Apple is the biggest user of US corporate solar with 400MW of capacity in place, according to latest data from the Solar Energy Industries Association's Solar Means Business report.

The iPhone-maker was followed by retailers Amazon, Target and Walmart, as US commercial solar capacity ballooned to more than 7GW at 35,000 projects, said the SEIA’s Solar Means Business 2018 report. That’s an increase from 2.5GW and 7,000 projects in 2017.

SEIA CEO Abigail Ross Hopper said: “Top companies are increasingly investing in clean, reliable solar energy because it makes economic sense.

“When global brands go solar, the rest of the world takes note, and this report puts the power of corporate solar investment on full display.”

SEIA said falling prices and more flexible financing and procurement structures are behind the massive growth seen in corporate solar since 2016. Decreasing costs of solar plus storage creates resiliency options and new revenue streams, and flexibility is increasing in pursuing large off-site projects.

Commercial solar faces challenges, however. Tariffs on modules will raise domestic prices and limit market potential through 2021, while state-level incentives are declining in many markets. The 30% federal investment tax credit will begin stepping down in 2020 before settling at a permanent 10% at start of 2023.

The headline data includes both on-site and remote installations. When only on-site solar was considered, Target was the biggest user.

The report’s data shows the price to install an on-site commercial system has dropped by nearly 63% over the past decade. Similar price declines are seen across all system sizes. Price declines have been driven by reductions in the cost of panels and other hardware, but also by improvements in labor efficiency and company overhead as markets become more competitive.

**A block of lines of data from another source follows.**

PR #391, opened 2020-04-25
Fix unique implementation

### LINKED ISSUE #387: Unique errors are not checked in the DAO response
From @Lewiky’s docs:

```bash
 ~/Documents/temple-tutorial ❯❯❯ curl -X POST $KONG_ENTRY/api/example-service -d '{"foo": "value!", "bar": 10}'
 {"id":"e24e6d58-83e7-11ea-b435-0242ac1d0003","foo":"value!","bar":10}

 ~/Documents/temple-tutorial ❯❯❯ curl -X POST $KONG_ENTRY/api/example-service -d '{"foo": "another value!", "bar": 10}'
 {"error":"Something went wrong: pq: duplicate key value violates unique constraint \"example_service_bar_key\""}
```

We should be returning a much nicer error than this, without exposing the pq internals

jaylees14:
Currently if we used an `@unique` attribute, the error returned would be code 500, with response:
```
{"error":"Something went wrong: pq: duplicate key value violates unique constraint \"example_service_bar_key\""}
```

This isn't ideal, since it's not an internal server error. Now we detect if this is present and return an appropriate error and code.

Closes #387.

### Test Plan
Consider the tutorial templefile:

```
ExampleProject: project {
  #provider(dockerCompose);
}

ExampleService: service {
  foo: string;
  bar: int @unique;
}
```

Let's spin it up and make some requests:

```bash
# Make a new entity
❯❯❯ curl $KONG_ENTRY/api/example-service -d '{"foo": "abcd", "bar": 123}'
{"id":"2c0d13f0-8723-11ea-90d0-0242ac1c0002","foo":"abcd","bar":123}

# Repeat Request
❯❯❯ curl $KONG_ENTRY/api/example-service -d '{"foo": "abcd", "bar": 123}'
{"error":"Duplicate ExampleService found"}
```
```bash
# Make a new entity
❯❯❯ curl $KONG_ENTRY/api/example-service -d '{"foo": "abcd", "bar": 12356}'
{"id":"35ef8443-8723-11ea-90d0-0242ac1c0002","foo":"abcd","bar":12356}

# Update the second entity with value of bar that matches the first
❯❯❯ curl -X PUT $KONG_ENTRY/api/example-service/35ef8443-8723-11ea-90d0-0242ac1c0002 -d '{"foo": "abcd", "bar": 123}'
{"error":"Duplicate ExampleService found"}
```

### DIFF
--- a/src/e2e/resources/simple-temple-expected/simple-temple-test-user/dao/dao.go
+++ b/src/e2e/resources/simple-temple-expected/simple-temple-test-user/dao/dao.go
@@ -9,7 +9,7 @@ import (
 	"github.com/google/uuid"
 
 	// pq acts as the driver for SQL requests
-	_ "github.com/lib/pq"
+	"github.com/lib/pq"
 )
 
 // BaseDatastore provides the basic datastore methods
@@ -128,6 +128,9 @@ type DeleteFredInput struct {
 	ID uuid.UUID
 }
 
+// https://www.postgresql.org/docs/9.3/errcodes-appendix.html
+const psqlUniqueViolation = "unique_violation"
+
 // Init opens the datastore connection, returning a DAO
 func Init(config *util.Config) (*DAO, error) {
 	connStr := fmt.Sprintf("user=%s dbname=%s host=%s sslmode=%s", config.User, config.DBName, config.Host, config.SSLMode)
@@ -188,6 +191,13 @@ func (dao *DAO) CreateSimpleTempleTestUser(input CreateSimpleTempleTestUserInput
 	var simpleTempleTestUser SimpleTempleTestUser
 	err := row.Scan(&simpleTempleTestUser.ID, &simpleTempleTestUser.SimpleTempleTestUser, &simpleTempleTestUser.Email, &simpleTempleTestUser.FirstName, &simpleTempleTestUser.LastName, &simpleTempleTestUser.CreatedAt, &simpleTempleTestUser.NumberOfDogs, &simpleTempleTestUser.Yeets, &simpleTempleTestUser.CurrentBankBalance, &simpleTempleTestUser.BirthDate, &simpleTempleTestUser.BreakfastTime)
 	if err != nil {
+		// pq specific error
+		if err, ok := err.(*pq.Error); ok {
+			if err.Code.Name() == psqlUniqueViolation {
+				return nil, ErrDuplicateSimpleTempleTestUser
+			}
+		}
+
 		return nil, err
 	}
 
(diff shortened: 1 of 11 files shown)


src/e2e/resources/simple-temple-expected/simple-temple-test-user/dao/dao.go
```diff
@@ -188,6 +191,13 @@ func (dao *DAO) CreateSimpleTempleTestUser(input CreateSimpleTempleTestUserInput
 	var simpleTempleTestUser SimpleTempleTestUser
 	err := row.Scan(&simpleTempleTestUser.ID, &simpleTempleTestUser.SimpleTempleTestUser, &simpleTempleTestUser.Email, &simpleTempleTestUser.FirstName, &simpleTempleTestUser.LastName, &simpleTempleTestUser.CreatedAt, &simpleTempleTestUser.NumberOfDogs, &simpleTempleTestUser.Yeets, &simpleTempleTestUser.CurrentBankBalance, &simpleTempleTestUser.BirthDate, &simpleTempleTestUser.BreakfastTime)
 	if err != nil {
+		// pq specific error
+		if err, ok := err.(*pq.Error); ok {
+			if err.Code.Name() == psqlUniqueViolation {
+				return nil, ErrDuplicateSimpleTempleTestUser("")
```
c-harding: Why the empty string?

c-harding (approved):
Nice!

src/main/scala/temple/generate/server/go/service/main/GoServiceMainCreateHandlerGenerator.scala
```diff
@@ -42,7 +42,14 @@ object GoServiceMainCreateHandlerGenerator {
     )
   }
 
-  private def generateDAOCallBlock(root: ServiceRoot, usesMetrics: Boolean, metricSuffix: Option[String]): String =
+  private def generateDAOCallBlock(root: ServiceRoot, usesMetrics: Boolean, metricSuffix: Option[String]): String = {
```
willjvsmith: Could split this function in two, to have `generateDAOCallBlock` and `generateDAOCallErrorBlock` to match the other handler generators. Though I'm not too fussed

willjvsmith (approved):
LGTM 🚀

src/e2e/resources/simple-temple-expected/simple-temple-test-user/dao/dao.go
jaylees14: In the request handler, we match against the type of error and return a response accordingly:
```go
if err != nil {
	switch err.(type) {
	 case dao.ErrSimpleTempleTestUserNotFound:
	         // Return a 404 
         case dao.ErrDuplicateSimpleTempleTestUser:
	         // Return a 403
         default:
                  // Return a 500
	}
}
```

To do that, I define a new type in `errors.go`: 

```go
type ErrDuplicateSimpleTempleTestUser string
```

This requires an existing type for it to be defined against, and string made the most sense to allow for some additional data in the future (such as where the offending constraint was violated etc.)

The alternative to this is to use an error builder:

```go
return nil, errors.New("Error description")
```

The issue with this is that you can no longer pattern match on the type (since it's always Error), and therefore in the handler we can't distinguish between an internal server error (i.e. a 500) and a duplicate user (i.e a 403). We could avoid this by wrapping the error with an associated code of some description, then matching on this code and returning appropriately, but that felt like a bit of over engineering for this small use case, and would increase the complexity of the handler.

jaylees14: Aaaand, scratch all of that. `pq` exposes a "Detail" of the error which I didn't see before, which means I can implement the "additional data in the future" part of what I just said now.

The error is now:

```
Key (bar)=(123) already exists.
```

Average commercial system sizes for on-site projects climbed above 200 kW for the first time in 2018. Growth in system size is primarily due to falling prices, allowing companies to install more capacity for the same amount of money

Electricity generation from the solar installations tracked in this report offsets more than 7.6 million metric tons of CO2 emissions annually,

Since 2014, at least 31 off-site corporate solar projects have been completed, with a total capacity of 1.5 GW, representing a third of total commercial capacity over that time period. Over the last 18 months, nearly 4 GW of new corporate offsite projects have been procured, with 2 GW/yr expected over the next several year, according to the report.

Off-site projects have been enabled by physical PPAs (in which the corporate buys and takes legal title for the electricity from a system) and virtual PPAs (in which a corporate doesn’t directly take title to the electricity from the system, but the revenue stream from the sale of that electricity on the open market).